Saved data entries:
----------------------------------------
PR #2193, opened 2023-04-18
Update Sign-In with Ethereum Example 

obstropolos:
## Description
wagmi currently has an example for Sign-In with Ethereum that let's developers get started with authenticating their users. In this PR, we update that guide to use `ssx` ([documentation](https://docs.ssx.id)), an open-source / MIT-licensed library that enables developers to easily integrate Sign-In with Ethereum and more. Core to building SSX was making Sign-In with Ethereum easier to enable in applications, as well as add additional features such as signing in on behalf of a multisig and more. 

As part of this, the guide remains nearly identical, but the integration path is updated. 

## Additional Information
- [x] I read the [contributing docs](/wagmi-dev/wagmi/blob/main/.github/CONTRIBUTING.md) (if this is your first contribution).
- [x] All updates to components and pages have been made.  
- [x] We have tested the pages locally to ensure they work. 
- [x] All steps in the relevant guide have been updated, including code examples and content.
- [x] All relevant configurations have been updated.

Your ENS/address: obstropolos.eth


roninjin10:
Would prefer this to point to ssx in docs but keep example the same.  What is nice about the current example is it shows you at a low level how sign in with ethereum works. This is a very useful library that I will likely use myself now that I know about it but bit of an indirection in the docs

PR #2298, opened 2023-05-09
Fix CLI React Plugin bug to allow hook generation when there are two similar function names and one contains underscore

### LINKED ISSUE #2297: bug: @wagmi/cli (React plugin) - HookNameError throws when a contract contains two similar named functions with / without underscore (e.g. totalSupply & _totalSupply)

### Package Version

1.0.0

### Current Behavior

In some cases a contract may contain two similar named functions which are external/public. For example totalSupply and _totalSupply, or name and _name.

If the Wagmi CLI config file includes the React plugin this will throw with the error ``Hook name "useFooTotalSupply" must be unique for contract "foo"``.

The lines which use the pascalCase function on the function names strips it off any non letters / numbers ([here](https://github.com/wagmi-dev/wagmi/blob/7b47ac330810d67be0215ae541951b1990d25ff0/packages/cli/src/plugins/react.ts#LL214C20-L214C20) and [here](https://github.com/wagmi-dev/wagmi/blob/7b47ac330810d67be0215ae541951b1990d25ff0/packages/cli/src/plugins/react.ts#LL214C20-L214C20))

This is the default behavior of the change-case package.

So it tries to generate two hooks both named "useFooTotalSupply".

### Expected Behavior

It should be able to generate hooks for all external/public functions.

In the case where there are two functions with identical names (but one beginning with an underscore) it should generate hooks for both.

### Steps To Reproduce

In a wagmi.config.ts file:

```
import { defineConfig } from "@wagmi/cli";
import { actions, react } from "@wagmi/cli/plugins";
import { comptrollerAbi } from "./src/abis/comptroller_abi.js";
import { ctokenAbi } from "./src/abis/ctoken_abi.js";

export default defineConfig({
  out: "src/generated.ts",
  contracts: [
    { name: "foo", 
       abi: [
                {
                  type: 'function',
                  name: 'totalSupply',
                  stateMutability: 'view',
                  inputs: [],
                  outputs: [{ type: 'uint256' }],
                },
                {
                  type: 'function',
                  name: '_totalSupply',
                  stateMutability: 'view',
                  inputs: [],
                  outputs: [{ type: 'uint256' }],
                },
              ] },
  ],
  plugins: [react()],
});
```

``yarn wagmi generate``

Expected error:
``Hook name "useFooTotalSupply" must be unique for contract "foo"``

_No response_

### Anything else?

_No response_

zilayo:
## Description

fixes #2297

cli react plugin currently fails to generate hooks when there are functions with the same name, but one begins with an underscore - eg totalSupply and _totalSupply.

The default behavior of the change-case package is to strip all non letters/numbers.

This PR extends the [default stripRegexp options](https://github.com/blakeembrey/change-case/blob/master/README.md#options) to ignore underscores.

Also included a test case to ensure it still throws if identical function names are found after pascal casing (this will only occur if function names are the same after stripping a symbol as [the loop already continues if there are two identical names](https://github.com/wagmi-dev/wagmi/blob/7b47ac330810d67be0215ae541951b1990d25ff0/packages/cli/src/plugins/react.ts#L211)). One function is named ``totalSupply`` and the other ``-totalSupply`` - although a real ABI will never contain a hyphen, this was required to demonstrate the test case.

## Additional Information

- [ x ] I read the [contributing docs](/wagmi-dev/wagmi/blob/main/.github/CONTRIBUTING.md) (if this is your first contribution)

Your ENS/address:

### DIFF
--- a/.changeset/few-icons-pump.md
+++ b/.changeset/few-icons-pump.md
@@ -1,0 +1,5 @@
+---
+'@wagmi/cli': minor
+---
+
+Fixed react plugin bug which would throw error when there were identical function names - one starting with an underscore and one without
--- a/packages/cli/src/plugins/react.test.ts
+++ b/packages/cli/src/plugins/react.test.ts
@@ -98,5 +98,41 @@ describe('react', () => {
         format(`${imports}\n\n${content}`),
       ).resolves.toMatchSnapshot()
     })
+
+    it('throws when function names in a contract are non unique', async () => {
+      await expect(
+        react().run({
+          contracts: [
+            {
+              name: 'foo',
+              abi: [
+                {
+                  type: 'function',
+                  name: 'totalSupply',
+                  stateMutability: 'view',
+                  inputs: [],
+                  outputs: [{ type: 'uint256' }],
+                },
+                {
+                  type: 'function',
+                  name: '-totalSupply',
+                  stateMutability: 'view',
+                  inputs: [],
+                  outputs: [{ type: 'uint256' }],
+                },
+              ],
+              content: '',
+              meta: {
+                abiName: 'fooAbi',
+              },
+            },
+          ],
+          isTypeScript: true,
+          outputs: [],
+        }),
+      ).rejects.toThrowErrorMatchingInlineSnapshot(
+        `"Hook name \\"useFooTotalSupply\\" must be unique for contract \\"foo\\"."`,
+      )
+    })
   })
 })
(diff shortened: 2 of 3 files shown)


SahilPanhotra:
Any update to this? is this going to merge ? I am facing the same error

tmm:
Closing as this is now captured by the [`getHookName`](https://wagmi.sh/cli/api/plugins/react#gethookname) option in Wagmi CLI v2.

timothywangdev-cb:
I don't think this is captured by the getHookName, the `itemName` passed into the function somehow got it's underscore removed, so using getHookName doesn't really hep in this case

PR #2396, opened 2023-05-22
feat: add gas fee when getCallParameters return gas value undefined

siosio34:
## Description

I connecting to Metamask using walletconnect-legacy-provider, then using the writeContract function, the function calling the transaction failed. As a result of figuring out the cause, the prepareWriteConfig function was returning gasPrice as undefined. I decided that this was an issue of WalletConect, and got a hint from pr(https://github.com/wagmi-dev/wagmi/pull/2344) below and added logic to find a new gas fee using publicClient when the gas fee is undefined.

If it is not fixed in this way, I would appreciate it if you could tell me how to solve the problem that gasPrice returns undefined in prepareWriteContract when using walletconnect legacy.

Then have a nice day. Fighting wagmi team~

## Additional Information

- [X] I read the [contributing docs](/wagmi-dev/wagmi/blob/main/.github/CONTRIBUTING.md) (if this is your first contribution)

Your ENS/address: 0x05C844b78d17E3b4be53eEBb72ec5Bcd32f85ad6

### DIFF
--- a/packages/core/src/actions/contracts/prepareWriteContract.ts
+++ b/packages/core/src/actions/contracts/prepareWriteContract.ts
@@ -31,6 +31,7 @@ export type PrepareWriteContractResult<
 > = Omit<SimulateContractReturnType<TAbi, TFunctionName>, 'request'> & {
   request: SimulateContractReturnType<TAbi, TFunctionName>['request'] & {
     chainId?: TChainId
+    gas?: bigint | null
   }
   mode: 'prepared'
 }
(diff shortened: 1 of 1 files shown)


jxom:
Thanks for the PR! This was left out intentionally as Wallets will estimate the gas needed for a transaction to execute themselves. I tried to reproduce your issue with MetaMask + WalletConnect v1, however, I was unable to reproduce it and was successfully able to write to a contract. Do you mind providing a minimal reproducible example via https://new.wagmi.sh so I can look into it further?

If you really need to retrieve a gas estimate, you can consider using [viem's `estimateContractGas`](https://viem.sh/docs/contract/estimateContractGas.html). We will consider adding this as a Hook into wagmi soon!

PR #2401, opened 2023-05-23
feat: expose `account` on `readContract`/`useContractRead`

### LINKED ISSUE #2397: bug: readContract function gives empty output

### Package Version

1.0.5

### Current Behavior

giving empty values 
like `["",""]`

1.
function on smart contract that should be called
```
function getUser() public returns (string memory, string memory){
        a = users[msg.sender].userId;
        b = users[msg.sender].name;
        return (a, b);
    }
```
function calling it
```
const getData = async () => {
    const data = await readContract({
      address: CONTRACT_ADDRESS,
      abi: CONTRACT_ABI,
      functionName: 'getUser',
    });
    console.log(data);
    setData(data);
  };

```
should open metamask for signing the transaction but doesn't and returns empty values like above
doesn't produce any errors, just prints empty values
when this function is called

2.
Also tried changing function on smart contract
doesn't produce any errors, just prints empty values
```
function getUser() public view returns (string memory, string memory){
        User storage u = users[msg.sender];
        return (u.userId, u.name);
    }
```

### Expected Behavior

It should open metamask for signing.
And should not print empty values..
It should actually call the function on smart contract. (I think its not doing that) 

### Steps To Reproduce

Run the attached react code..
No need for any installation..
1. Connect the wallet
2. write data by filling both input fields with string data
3. now call get data function, but it doesn't work (issue)

https://stackblitz.com/edit/vite-react-tailwindcss-jtdlrf?file=src%2Fpolyfills.js

### Anything else?

_No response_

jxom:
Fixes #2397. Also updates viem.

### DIFF
--- a/.changeset/rare-turtles-visit.md
+++ b/.changeset/rare-turtles-visit.md
@@ -1,0 +1,6 @@
+---
+'@wagmi/core': patch
+'wagmi': patch
+---
+
+Exposed `account` on `readContract`/`useContractRead`.
--- a/docs/package.json
+++ b/docs/package.json
@@ -20,7 +20,7 @@
     "react-dom": "^18.2.0",
     "siwe": "^1.1.6",
     "wagmi": "workspace:*",
-    "viem": "~0.3.18"
+    "viem": "~0.3.35"
   },
   "devDependencies": {
     "@preconstruct/next": "^4.0.0",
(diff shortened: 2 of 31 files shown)


tmm (approved):
Looks good. Couple test errors to clean up.

Issue #1712, opened 2023-01-24
bug: type `Address` is not correctly picked even after configuring underlying `AddressType`


technophile-04:
### Is there an existing issue for this?

- [X] I have searched the existing issues

### Package Version

0.10.10

### Current Behavior

As mentioned in this comment https://github.com/wagmi-dev/wagmi/issues/1330#issuecomment-1320317099 if you try to configure the underlying `AddressType` it works but things such as type `ConnectorData` (specifically stuff from `wagmi/connectors`)  still have types as `0x{string}`. 

### Expected Behavior

Once configured the underlying `AddressType` to `string`  as mentioned in https://github.com/wagmi-dev/wagmi/issues/1330#issuecomment-1320317099  it should be reflected everywhere. 

### Steps To Reproduce

Example repo link: https://github.com/technophile-04/se-2/tree/issue/wagmi

if you clone the repo checkout to `issue/wagmi` branch and go to `BurnerConnector.ts` you will find some typescript errors because in some places AdressType still refers to 0x{string} even after adding the declaration file.

### Link to Minimal Reproducible Example (CodeSandbox, StackBlitz, etc.)

https://github.com/technophile-04/se-2/tree/issue/wagmi

### Anything else?

I think the reason for this is how wagmi is handling dependency of 'abitype'(I may be wrong here though) , checkout below SS : 
![Screenshot 2023-01-23 at 12 38 10 PM](https://user-images.githubusercontent.com/80153681/213962270-b2e8e37d-9a97-4d56-9b43-be325aac513e.jpg)
The above SS is of `node_modules` of `nexjs`directory. As we can see the `core` does not have `abitype` in its `node_modules` and thus using the `abitype` from our repo and using anything from `core` is inferring correct type for `AddressType : string` but if we look at `connectors` directory in above SS there is `abitype` in its `node_modules` because of which its taking `abitype` from its directory instead of targeting `abitype` of our repo. Since importing stuff from `connectors` in `BurnerConnector.ts` the types for `AddressTypes` there are `0x{string}`. 

can this line be causing issue in wagmi ? https://github.com/wagmi-dev/wagmi/blob/b846be6b1a3c0a6c967dc22c3fde7d3acdbf0607/tsconfig.json#L27 

For more description checkout https://github.com/scaffold-eth/se-2/pull/96#issuecomment-1399269480

tmm:
[...]

PR #2421, opened 2023-05-24
Fix `AddressType` when using wagmi and viem

technophile-04:
## Description

While migrating to wagmi V1 in https://github.com/scaffold-eth/scaffold-eth-2/pull/352 the `AddressType` is not correctly picked (We have [configured `AddressType`](https://github.com/scaffold-eth/scaffold-eth-2/blob/3cb837e04940ad12c01da1744b774590f4490ab9/packages/nextjs/types/abitype/abi.d.ts#L5) as `string` ) but it still complains type mismatch since its expecting `0x{string}`. 

Checkout this comment -> https://github.com/scaffold-eth/scaffold-eth-2/pull/352#discussion_r1204768900 for more context 

## Additional Information
**Solution** : My assumption is that this is caused due to version mismatch of `abiType` in `viem` which uses `0.8.2` and `wgmi` which uses `0.8.1` ( seems like related to #1712 ), So updated the version of packages using `abitype` in wagmi to `0.8.2` inline with `viem`. 

Created a direct PR because felt similar to #1712, but please feel free to close this PR in favour of better option, Tysm 🙌

- [X] I read the [contributing docs](/wagmi-dev/wagmi/blob/main/.github/CONTRIBUTING.md) (if this is your first contribution)

Your ENS/address: shivbhonde.eth

### DIFF
--- a/.changeset/cold-bears-battle.md
+++ b/.changeset/cold-bears-battle.md
@@ -1,0 +1,7 @@
+---
+'@wagmi/cli': major
+'@wagmi/core': major
+'wagmi': major
+---
+
+Bump the abitype version to 0.8.2 inline with viem
--- a/packages/cli/package.json
+++ b/packages/cli/package.json
@@ -68,7 +68,7 @@
   },
   "dependencies": {
     "@wagmi/chains": "workspace:*",
-    "abitype": "0.8.1",
+    "abitype": "0.8.2",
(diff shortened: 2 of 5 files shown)


tmm:
this should do it https://github.com/wagmi-dev/wagmi/pull/2441

PR #2584, opened 2023-06-20
fix: cannot read properties from undefined (reading 'chains')

ViniFlores:
## Description

Fix reading from undefined, `publicClient` might be undefined

## Additional Information

Your ENS/address:
0x5b6D8Dd2bD7014AA3650c67D225FF7bd14CdE303


jxom:
Interesting. `publicClient` is a [required property](https://github.com/wagmi-dev/wagmi/blob/main/packages/core/src/config.ts#L27-L29) on `createConfig`. How is it getting undefined?

PR #2664, opened 2023-07-01
fix: `useAccount` should not unsubscribe from zustand when re-render

### LINKED ISSUE #1998: bug: onConnect not triggered when another hook is using the `useAccount`

### Package Version

0.11.7 (also tried 0.12.1)

### Current Behavior

The function `onConnect` is not called when connecting a wallet to the application.
When refreshing the page (with the wallet connected) then the function is triggered.

### Expected Behavior

The function `onConnect` should be called when the wallet is connected not after reloading the page

### Steps To Reproduce

- Clone https://github.com/antho1404/issue-rainbowkit-wagmi
- Run `npm install`
- Run `npm run dev`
----------------------------------------
▶ Problem description
Please transcribe the data above without changes, from its first line to its "PR #2298, opened 2023-05-09" line, and leave out anything past that.

▶ Task response
PR #2193, opened 2023-04-18
Update Sign-In with Ethereum Example 

obstropolos:
## Description
wagmi currently has an example for Sign-In with Ethereum that let's developers get started with authenticating their users. In this PR, we update that guide to use `ssx` ([documentation](https://docs.ssx.id)), an open-source / MIT-licensed library that enables developers to easily integrate Sign-In with Ethereum and more. Core to building SSX was making Sign-In with Ethereum easier to enable in applications, as well as add additional features such as signing in on behalf of a multisig and more. 

As part of this, the guide remains nearly identical, but the integration path is updated. 

## Additional Information
- [x] I read the [contributing docs](/wagmi-dev/wagmi/blob/main/.github/CONTRIBUTING.md) (if this is your first contribution).
- [x] All updates to components and pages have been made.  
- [x] We have tested the pages locally to ensure they work. 
- [x] All steps in the relevant guide have been updated, including code examples and content.
- [x] All relevant configurations have been updated.

Your ENS/address: obstropolos.eth


roninjin10:
Would prefer this to point to ssx in docs but keep example the same.  What is nice about the current example is it shows you at a low level how sign in with ethereum works. This is a very useful library that I will likely use myself now that I know about it but bit of an indirection in the docs

PR #2298, opened 2023-05-09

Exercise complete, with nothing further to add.